The willingness to spend on healthcare in general will grow over time (whether privately funded or funded by government programs). Kidney disease is very much related to diabetes, which in turn is very much related to obesity, which in turn is very much related to increasing purchasing power per capita. Mortality for dialysis patients have been going down significantly during the last decade, and there is no sign that this development will stop. All in all, I find it extremely likely that DVA will serve many more additional customers during the next decade. Since DVA has a low-cost profile with significant cost advantage over smaller players (but also over Fresenius), I believe it is very likely that this will also result in significantly higher earnings power a couple of years down the road.

 

I would be very surprised if the number of living dialysis patients in USA didn't dubble over the next decade.
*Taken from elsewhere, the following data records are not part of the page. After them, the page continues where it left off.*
PR #243, opened 2026-07-12
docs: clarify RRD graph settings in xymonserver.cfg (GRAPHS ::N split size, GRAPHS_<column> scope, legacy disk filters)

bonomani:
Documentation only, no behaviour change. The RRD graph settings in `xymonserver.cfg.5` and the matching comments in `xymonserver.cfg.DIST` were terse and easy to misread — especially the `GRAPHS` `::N` split size, which setting owns it, and the status of `NORRDDISKS`/`RRDDISKS`.

**Three roles, now stated up front:**

- `TEST2RRD` — maps a column to the RRD graph name used for storing data and for the column's default status-page graph.
- `GRAPHS_<COLUMNNAME>` — display only; it collects no data and replaces the column's default graph, so the original must be re-listed if still wanted.
- `GRAPHS` — graph list and order on the trends page, plus graph-display metadata such as the split size.

**`::N` split size (belongs in `GRAPHS`):**

- `name::N` caps the number of RRD **files** drawn per image once a graph is split (default 5). Files can hold several DS, each drawn as a curve, so an image may show more than N lines — a 2-DS graph at `::2` draws 4.
- It applies wherever links for that graph are generated: trends page, the column's `TEST2RRD` default graph, and `GRAPHS_<COLUMNNAME>` entries naming the same graph.
- Status pages split only when an instance count is available: a `<!-- linecount=N -->` marker in the status message, or automatic counting for `--multigraphs` columns (built-in default: disk, inode, qtree, quotas, snapshot, TblSpace, if_load).
- The legacy middle field (`name:x:N`) is documented as parsed-but-ignored; a host `TRENDS` tag with an explicit graph list (e.g. `disk:disk1|disk2`) ignores N and uses the default of 5.

**`NORRDDISKS`/`RRDDISKS`** are now documented as deprecated legacy settings, retained for old configurations: they affect RRD graph tracking only and do not remove already-tracked RRD files. The usual replacement is a `DISK`/`INODE ... IGNORE` rule in `analysis.cfg(5)` when a filesystem should be dropped from status, alerts and graphs.

Man page and DIST comments were updated together so they stay consistent; the man page renders cleanly with `groff`.

### DIFF
--- a/common/xymonserver.cfg.5
+++ b/common/xymonserver.cfg.5
@@ -540,19 +540,27 @@ The graph names must match graph definitions from
 or instance names handled by those definitions.
 
 .IP GRAPHS
-List of graph names that should be shown on the "trends" column,
-in display order. The matching RRD files are selected by the
-corresponding graph definition in
+List of graph names known to the graph display code. On the
+"trends" column, this list also defines which graphs are shown
+and in what order. The matching RRD files are selected by the
+corresponding graph definitions in
 .I graphs.cfg(5).
 Each entry is either "name" or "name::N": "name" is the graph name,
 and N is the maximum number of RRD files drawn per graph image after
 the graph has been split; the default is 5 per image. The double colon
 is literal, so "mrtg::1" draws one file per image.
+N counts RRD files, not lines: each RRD file may hold several data sets
+(DS), each drawn as its own curve, so an image showing N files can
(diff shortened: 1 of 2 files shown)


feld (approved):
Thank you, this should help clear up some confusion.

PR #245, opened 2026-07-12
htmllog: mirror NORRDDISKS/RRDDISKS when sizing disk graph paging (#234)

### LINKED ISSUE #234: Dead graph links remain

bonomani:
## Problem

I find no reason to believe that DVA will not retain its market share. I also find it likely that the value of a dialysis patient will grow over the next decade.

 

My best guess is that DVA due to their favorable market conditions has a high probability of tripling its free cash flow over the next ten years. IF this happens, and DVA finances the capex needed to grow with its cash flow, the stockholders of DVA will have a very nice time. A tripling of the Cash Flow could take net debt levels from today's ~$8 BN to $24 BN, freeing up $16 BN to shareholders in the form of buybacks or growing the HCP business or whatever management finds smart from a capital allocation viewpoint.

 

I have not found one compelling argument as of why the dialysis market would not continue to grow during the next ten years, just at it has grown for the last thirty years. I would be happy if someone could share one with me.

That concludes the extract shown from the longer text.